PR #5439, opened 2017-04-20
The new .NET project file format support

nikitozz:
### Description of the PR

Adding support for the new .NET project files format (introduced in VS 2017, https://docs.microsoft.com/en-us/dotnet/articles/core/tools/project-json-to-csproj) for generated C# clients.

The feature is disabled by default and can be enabled by using `netCoreProjectFile` flag when generating a C# client. For example: `java -jar ./modules/swagger-codegen-cli/target/swagger-codegen-cli.jar generate -i modules/swagger-codegen/src/test/resources/2_0/petstore-with-fake-endpoints-models-for-testing.yaml -l csharp -o samples/client/petstore/csharp/SwaggerClientNetCoreProject --additional-properties netCoreProjectFile=true`.

New sample scripts are added and a new sample is generated.


wing328:
@nikitozz thanks for the enhancement. We'll review and let you know if we've any question.

cc @jimschubert

bin/csharp-petstore-netcore-project.sh
```diff
@@ -0,0 +1,31 @@
+#!/bin/sh
```
jimschubert: This file isn't executable.

Need to run:

```
chmod u+x bin/csharp-petstore-netcore-project.sh
```

jimschubert:
I don't have VS 2017, so I can't verify this in the IDE right now. I did build and generate locally, then ran `dotnet restore` followed by `dotnet build` and things seem to be as expected.

bin/csharp-petstore-netcore-project.sh
wing328: I'll take care of that.

wing328:

@nikitozz thanks for the contribution.

wing328:
FYI. Made 4 shell scripts executable via 1cd8341

Issue #5074, opened 2017-03-15
Tag names, descriptions are not available in Mustache templates


DavidBiesack:
##### Description

The actual name and description of the tags in an OpenAPI document is not preserved in the variables available to templates. Only the *identifier* form is carried over. If a tag contains blanks, they are lost. So it is impossible to use swagger-codegen to create labels for operation tags for -l html such that the tags are rendered as in swagger-ui

Further, swagger-codegen organizes operations by tags ( `{{apis}}` ) so that if an operation has multiple tags, the operation is repeated in the output.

= = = = =

*Activity*. Set down again, word for word, the stretch of records from the line with "Issue #5074, opened 2017-03-15" to the line with "##### Description", both of those lines included.

*Response*.
Issue #5074, opened 2017-03-15
Tag names, descriptions are not available in Mustache templates


DavidBiesack:
##### Description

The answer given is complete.